*** Provided entries Section Begins ***

PR #6888, opened 2025-09-27
chore: added healthcheck commands for all DB engines

boenrobot:
Use of TCP is explicitly encoded into all commands, ensuring they don't connect successfully until TCP is available, even if shared memory already is.

For MSSQL, the "-b" flag is also added,
which ensures failures are registered as a status code change, not just an error message, which is what happens without it.


B4nan:
Right, I realized that myself when working on the oracle driver some time ago, but forgot to port it to master 🙃 

https://github.com/mikro-orm/mikro-orm/blob/oracledb/.github/workflows/tests.yml#L159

*** Provided entries Section Ends ***

Give the data again, exactly as it stands.

Reply to the task ->
PR #6888, opened 2025-09-27
chore: added healthcheck commands for all DB engines

boenrobot:
Use of TCP is explicitly encoded into all commands, ensuring they don't connect successfully until TCP is available, even if shared memory already is.

For MSSQL, the "-b" flag is also added,
which ensures failures are registered as a status code change, not just an error message, which is what happens without it.


B4nan:
Right, I realized that myself when working on the oracle driver some time ago, but forgot to port it to master 🙃 

https://github.com/mikro-orm/mikro-orm/blob/oracledb/.github/workflows/tests.yml#L159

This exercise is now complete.